Rarity

In this video, Pablo shows you how to set token rarity. Continue to Session 6: Creating Rules to learn about setting rules for your collection.

You can set the rarity of each individual trait within your attributes by navigating to Manage > Attributes.

Set the rarity by dragging the percentage slider below each trait. You can toggle between the notched and smooth rarity sliders at the top right. When you drag the slider, the percentages of the other traits will automatically adjust accordingly.

You can also set the overall rarity of an attribute group. Select the three dots next to the attribute you’d like to edit, and navigate to Edit Attribute.

Then, scroll down the pop-up window. There, you can set how often a trait group appears in your tokens.

Fixed Quantities

If you’d like to be more precise about the number of times specific traits appear in your collection, you can set exact numbers in the manage tab as well.

Allocating fixed quantities is the best way to limit the availability of a trait, but can slow down generations when used excessively.

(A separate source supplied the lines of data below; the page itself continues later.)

PR #961, opened 2024-06-13
Flatten & unify component structure

sharnoff:
This basically encompasses two logical changes:

1. More fully integrating neonvm into the rest of the repository; and
2. Using a consistent directory structure for all components

The new structure is:

- All components get their own top-level directory (e.g. `autoscaler-agent`, `neonvm-controller`, `vm-builder`)
- Inside the directory, there is:
  - `cmd/` - directory containing main.go for the component
  - `Dockerfile` - for building the component
  - `*.yaml` - various YAML files for deploying, if applicable

Additionally, all code outside the `cmd` package are moved into the `pkg/` subdirectory. In particular, there is now `pkg/neonvm/`.

Also of note: `neonvm/hack/kernel` has been relocated to the new top-level directory `neonvm-kernel/`.

Under this structure, the user-visible changes are:

1. Introduction of new YAML: neonvm-controller.yaml
2. Introduction of new YAML: neonvm-vxlan-controller.yaml
3. neonvm.yaml now is *mostly* just the CRD.

The primary reasons for this change are:

1. Because it's been long enough since we [moved the neonvm repository here](https://github.com/neondatabase/autoscaling/pull/91) that we might as well make it more well-integrated.
2. Because as we look to potentially add components in other languages, we need a directory structure that supports it.

---

**Notes for review**: Splitting the YAMLs will be somewhat tricky to manage safely. I think we should have a clear idea of how we'll do that before merging.

If we go with this approach, we should aim to cut a release soon after merging.


pkg/neonvm/controllers/vm_controller.go
Omrigan, line 1: This move of `neonvm` files into common `pkg/` (vs keeping it in `neonvm/pkg`) hints towards erasing the boundary between `neonvm` and `autoscaling`. Personally, I am for that change, as I believe it might eventually help us to simplify the architecture and reduce the number of components. 

But, we should agree on this explicitly.

Omrigan (commented):
Regardless of the comment, I support this change, let's get it done and merged!

sharnoff:
Will be affected by #988 (and also #989, if we go that route). I plan to rebase after those are merged.

sharnoff:
One issue in CI -- for some reason we're incorrectly using `runner:dev` as the image in CI, although everything appears to work ok locally.

Haven't fully investigated what's up there, but otherwise this PR should be good.

ARCHITECTURE.md
```diff
@@ -81,48 +84,49 @@ discussed more in the [high-level consequences] section below.
...
+At a high level, each component gets its own directory and resulting YAML for its deployment, where
+applicable.
+
+These are:
+
+* `autoscale-scheduler` — the scheduler (with our plugin)
+* `autoscaler-agent`
+* `cluster-autoscaler` — patch for building a NeonVM-compatible [cluster-autoscaler]
+* `cluster-autoscaler` — our patch to cluster-autoscaler so it understands the resource usage from
+    NeonVM VMs
```
Omrigan, line 96:
```suggestion
```

Duplicate.

ARCHITECTURE.md
```diff
@@ -36,20 +36,23 @@ This isn't the only architecture document. You may also want to look at:
 
 ## High-level overview
 
-At a high level, this repository provides two components:
+At a high level, this repository provides three components:
```
Omrigan, line 39:
```suggestion
At a high level, this repository provides 5 components with non-trivial amount of code:
```
1. neonvm-runner
2. neonvm-controller
3. autoscale-scheduler (plugin)
4. autoscaler-agent (side node: those autoscale vs autoscaler vs autoscaling produce mildly annoying typos)
5. vm-builder

I think it makes navigating the repo easier.

README-NeonVM.md
Omrigan, line 1: why this move?

neonvm-vxlan-controller/Dockerfile
Omrigan, line 1: I am tempted to suggest `neonvm-vxlan-controller` -> `neonvm/vxlan-controller`

README-NeonVM.md
sharnoff: NeonVM is broader than just the CRD (e.g., neonvm-controller now has its own top-level directory). So I figured that the README for it should be at the highest common directory.

neonvm-vxlan-controller/Dockerfile
sharnoff: Could you elaborate? (or, why just `neonvm-vxlan-controller` and not also `neonvm-controller` ?)

pkg/neonvm/controllers/vm_controller.go
petuhovskiy: I'm +1 for "erasing the boundary between neonvm and autoscaling", so probably it's a consensus already :)

petuhovskiy (approved):
I'm +1 for everything, but not sure how to ensure that all docs/yamls/scripts/tests won't have a broker path in them. Let's merge this sooner rather than later.

ARCHITECTURE.md
sharnoff: Good catch, thanks.

ARCHITECTURE.md
sharnoff: I've updated it now. LMK what you think!

neonvm-vxlan-controller/Dockerfile
Omrigan: Because it has an insignificant amount of code and could tucked away from top-level.

README-NeonVM.md
Omrigan: I guess the reasoning the same as for vxlan controller -> so that there is less stuff in top level dir.

Omrigan (approved):

ARCHITECTURE.md
Omrigan: Good!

We will walk you through the process with a simple collection of 10 tokens. For this example, we want 5 Body: Blue and 6 Clothes: Bag to appear in our token set. You can set those quantities by typing in the exact number, as shown below:

Once you’ve set your exact quantities, Bueno will follow all rules you’ve set in Manage > Rules.

In this example, we’ve set a rule so the Body: Blue only mixes with Clothing: Bag. This means that all Blue body tokens will have Bag clothing, and no other possible clothing traits.

When the token set preview has been regenerated, you’ll see that our token set has 5 Blue bodies, all wearing Bag.

Since we set the quantity of Bag to 6, one additional randomized body color will appear with Bag clothing. You’ll see she’s really easy to spot!

Now we have a basic understanding of how fixed quantities and rules work, let’s go through a more complex example. What if your rules prevent Bueno from generating your fixed quantities?

We’ll start with a collection of 1,000 tokens for this example, and set the quantity of Body: Blue to 500 and Clothing: Bag to 200.

We will keep the old rule from our first example - Blue body only mixes with Bag clothes. As you can already guess, we are going to run into a problem right away once we regenerate the preview!

Since Bueno can’t pair all 500 Blue bodies with a supply of 200 Bag clothes, it will instead only generate 200 Blue bodies.

Keep your rules in mind when setting fixed quantities; rules will always have higher priority than fixed quantities!

Additionally, fixed quantities do not impact decisions with other token properties (templates, components, colors). If you set a fixed quantity for one of these it will only impact that particular attribute/trait decision. Decisions are made in this order:

  1. Templates

  2. Components

  3. Colors

What does this mean?

If you set a fixed quantity for a component, it will not impact the template decisions. This means you could end up with less traits than you had set.